Methinks it's possible for people to be responsible for things for which they deny responsibility ("take responsibility for it"). Otherwise I follow what you're saying.
From the outside, we of course see what a mean person you are: you changed the personality of somebody, and so we can also make you responsible for my possibly condemnable actions, plus the 'killing' of my old personality. However, if your manipulations are reversed, then my old personality is back, and I would not feel responsible for my condemnable actions at all, because that was not me. I would not recognise my previous condemnable actions as my actions.

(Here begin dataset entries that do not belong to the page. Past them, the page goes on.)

PR #9461, opened 2026-08-27
[IMP] data_analysis: detection of headers

matho-odoo:
## Description:

Task: [6516198](https://www.odoo.com/odoo/2328/tasks/6516198)

## review checklist

- [ ] exportable in excel
- [ ] unit tested
- [ ] clean commented code
- [ ] track breaking changes


src/helpers/figures/charts/chart_suggestion_engine.ts
```diff
@@ -150,23 +150,29 @@ function interestingCellsXc(col: ColumnAnalysis): {
   return { firstCellXC, lastCellXC, prevCellXC };
 }
 
-function getCategoryHeader(getters: Getters, catCol: ColumnAnalysis): string {
-  let catHeader = catCol.header ?? "";
-  if (!catHeader && catCol.rowCount > 0) {
+function getCategoryHeader(getters: Getters, catCol: ColumnAnalysis, hasTitle: boolean): string {
```
anhe-odoo, line 153: Now we always have a title, while before your changes we sometimes had "" as title, leading to no title for the scorecard, which was intended

src/helpers/figures/charts/chart_suggestion_engine.ts
```diff
@@ -150,23 +150,29 @@ function interestingCellsXc(col: ColumnAnalysis): {
...
-  return catHeader;
+  return _t("Category");
 }
 
 /** Pattern A — Single numeric column */
 function buildSingleNumberContext([col]: ColumnAnalysis[], getters: Getters): SingleNumberContext {
   const title = col.header ?? "";
   const { firstCellXC, lastCellXC, prevCellXC } = interestingCellsXc(col);
-  const source = rangeSource([dataset(col.zone, getters)], col.hasHeader);
+  const source = rangeSource([dataset(col.zone, getters)], col.headerInZone);
```
anhe-odoo, line 175: Not sure of the change of this field name :/

src/helpers/figures/charts/chart_suggestion_engine.ts
```diff
@@ -283,8 +289,8 @@ function buildCategoricalVsPercentageContext(
   getters: Getters
 ): CategoricalVsPercentageContext {
   const labelRange = getUnboundRange(getters, catCol.zone);
-  const hasTitle = pctCol.hasHeader;
-  const categoryHeader = hasTitle ? getCategoryHeader(getters, catCol) : _t("Category");
+  const hasTitle = pctCol.headerInZone;
+  const categoryHeader = getCategoryHeader(getters, catCol, hasTitle);
```
anhe-odoo, line 293: The advantage of the ternary was that sometimes we wanted to have "Category" and sometimes we wanted an empty title, "au cas par cas"

src/helpers/data_analysis.ts
```diff
@@ -51,11 +52,27 @@ function analyzeColumn(zone: Zone, getters: Getters): ColumnAnalysis {
...
-  // Header: first cell is text AND rest has at least one non-text, non-empty cell
-  const hasHeader =
-    firstCell.type === CellValueType.text && rest.some((c) => c.type !== CellValueType.text);
+  let header: string | undefined;
+  let dataCells: EvaluatedCell[] = [];
+  let headerInZone = false;
+  const tableHeaderPosition = getColumnTableHeaderPosition(sheetId, zone, getters);
 
-  const dataCells: EvaluatedCell[] = hasHeader ? rest : cells;
+  if (tableHeaderPosition) {
```
anhe-odoo, line 60: This part and the `getColumnTableHeaderPosition` function are probably the only useful parts of this PR :) I think we can keep these and revert all the other changes

src/helpers/table_helpers.ts
```diff
@@ -324,3 +327,35 @@ function getTableElementZones(
...
+    return undefined;
+  }
+  const tables = getters.getTablesOverlappingZones(sheetId, [zone]);
+  if (tables.length !== 1) {
+    return undefined;
+  }
+  const table = tables[0];
+  const firstCell = { sheetId, col: zone.left, row: zone.top };
+  const lastCell = { sheetId, col: zone.left, row: zone.bottom };
+  if (firstCell.row < table.range.zone.top || lastCell.row > table.range.zone.bottom) {
```
anhe-odoo, line 346: Shouldn't we use the header only in the strict case where the first cell in zone is exactly the first of the tale col ?

src/helpers/figures/charts/chart_suggestion_engine.ts
matho-odoo: Only when we call this function which is not all the time

src/helpers/figures/charts/chart_suggestion_engine.ts
matho-odoo: I don't see wich case would be wrong

src/helpers/figures/charts/chart_suggestion_engine.ts
anhe-odoo: Tu as raison

src/helpers/table_helpers.ts
```diff
@@ -324,3 +327,35 @@ function getTableElementZones(
 
   return zones;
 }
+
+export function getColumnTableHeaderPosition(
```
hokolomopo: Nitpick: Mayble a smll docstring explaining what it does (zone need to be inside a single table & all non empty cells should be in table).

I'd also move the helper to dataAnalysis (and not export it), the behavior is very specific to the data analysis feature, not really a generic table behaviour.

src/helpers/data_analysis.ts
```diff
@@ -51,11 +52,27 @@ function analyzeColumn(zone: Zone, getters: Getters): ColumnAnalysis {
...
+    header = getters.getCellText(tableHeaderPosition) || undefined;
+    dataCells = cells.filter((c) => c.position && c.position.row > tableHeaderPosition.row);
+    headerInZone =
+      !!header && tableHeaderPosition.row >= zone.top && tableHeaderPosition.row <= zone.bottom;
```
hokolomopo: I think it's a bit wrong. We use headerInZone to determine whether the chart dataset have a header row or not. But for tables with multiple header rows, the first x rows might need to be ignored. Or even with a single table header row, we might select empty cells above the table.

At the same time taking the sub-header as a title is a bit strange if we select the whole table column as the chart dataset.  

We probably want to change the zone in those case, to only take data starting at the table sub-header and ending at the bottom of the table.

Image

src/helpers/figures/charts/chart_suggestion_engine.ts
```diff
@@ -175,7 +181,7 @@ function buildSinglePercentageContext(
   [col]: ColumnAnalysis[],
   getters: Getters
 ): SinglePercentageContext {
-  const hasTitle = col.hasHeader;
+  const hasTitle = col.headerInZone;
```
hokolomopo: In the ColumnAnalysis I'd change the name to `dataHasHeader(row)` to be clearer. 

Also in all those helper, the variable `hasTitle` is confusing; it having nothing to do with the actual chart title. I'd also rename it to have something to do with the datasets.

tests/helpers/data_analysis_helpers.test.ts
```diff
@@ -65,19 +70,122 @@ describe("analyzeColumns", () => {
...
+    const model = createModelFromGrid({ A1: "100", A2: "200", A3: "300" });
+    createTable(model, "A1:A3", { numberOfHeaders: 0 });
+    const col = analyzeColumn(model, "A1:A3");
+    expect(col.headerInZone).toBe(false);
+    expect(col.header).toBeUndefined();
+    expect(col.rowCount).toBe(3);
+  });
+
+  test("the analyzed zone extends past the table", () => {
+    const model = createModelFromGrid({
```
hokolomopo: nitpick: improve the test names to say what should happen when the table has no header/the zone extend past the bale.

Also maybe a test that we can expand past the table if the rows are all empty

hokolomopo (commented):
👋

hokolomopo:
@matho-odoo small rebase then we can r+ :)

hokolomopo:
@robodoo r+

I'm not so sure that's the case. Sometimes people do a complete change regarding certain types of actions, and there's no apparent evidence of third-party coercion. I don't think you can know you would fail to recognize your own actions, though quite possibly you'd say something like "I don't know why I did that" even if you knew the rationale that motivated you at the time. You wouldn't recognize now the validity of the rationale you used then. Let's suppose I was especially evil and compelled you to eat & enjoy nougat-flavored ice cream. You remember doing it and why ("For some reason I thought it would taste good"), but you can't imagine doing it again.
So I guess I have just one more question. When you appear in court for the crime I forced you to commit (eating nougat-flavored ice cream is a first-degree
felony???) is the judge correct to sentence you just as harshly as me? You were responsible for your actions. Should you just do your best to get a judge that either accepts LFW or else Strawson's view that responsibility is impossible (seems like having a "Not Guilty" sign in the chair would serve just as well in the latter case)?